Additionally, in all cases of caste conflict Dalit women are the first victims such that rape and other forms of sexual assault become a tool in caste conflict. In patriarchal societies all over the world, sexual violence against women routinely becomes a method to stage a contest of superiority against the opponents. So upper caste men in India regularly rape Dalit women or women from lower caste to stage the caste conflict. Most cases of sexual violence against Dalit women are linked to their caste status, reiterating that such violence is not only about men controlling women but also an attempt to maintain the caste structure.
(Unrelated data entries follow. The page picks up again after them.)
PR #709, opened 2022-10-28
Add pre-built torch into ci

tanyokwok:
This PR adds a nightly preview torch version into CI. It fixes and updates the following things:

1. fix apt sources establishment in Dockerfile
2. fix compilation errors introduced by API changes of Torch


pytorch_blade/pytorch_blade/compiler/jit/shape_type_spec.cpp
```diff
@@ -97,11 +97,11 @@ ShapeType ShapeType::Deserialize(const std::string& serial_str) {
         // string like: 1:1 (min:max)
         CHECK(!s.empty());
         std::vector<std::string> dim_range = split(s, ":");
-        CHECK_EQ(dim_range.size(), 2);
+        CHECK(dim_range.size() == 2);
```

As such, large scale impunity exists for upper caste perpetrators of crimes and atrocities against Dalits, but Dalit women are the worst victims of this. There is widespread underreporting of cases of sexual violence by Dalit women who fear police harassment and inaction, apart from the casual victim blaming that is practised in the country towards rape survivors of all castes. Dalit rights activist Dr. Sujatha Surepally talks about the lack of response or attention on the rapes of Dalit women, from the media, the government, the police, the judiciary as well as the elite class protesting in Delhi. The failure in prosecution of rape cases especially of those belonging to lower castes is an embarrassment for the justice delivery system of the country. Women in general, and Dalit women in particular who decide to pursue their cases of sexual violence have to face entrenched biases and prejudiced at every step– from police to doctor to their own family members. Due to the caste-based discrimination within the justice system, men increasingly find it easier to commit grave sexual crimes against women of lower castes.
Rage has been brewing on social media with people tagging UP Chief Minister Yogi Adityanath to resign over the shameless handling of the incident. The outrage has urged the Prime Minister to speak to Adityanath regarding the case who has ordered constitution of a three-member SIT to probe the case and has asked to move the trial to a fast track court. National Commission for Women has sought explanation from the UP Police for their actions. After her death, protests demanding justice for the girl and her family began rising outside Safdarjung hospital which saw Bhim Army Chief Chandrashekhar Azad and its Delhi unit head Himanshu Balmiki alleging that the medical treatment meted out to her was not adequate, blaming that the authorities and doctors practiced caste discrimination. Azad and Balmiki were detained by UP Police around 10pm Tuesday night as they were accompanying the family on their way to Hathras and it is being claimed that their location hasn’t been made public by the police.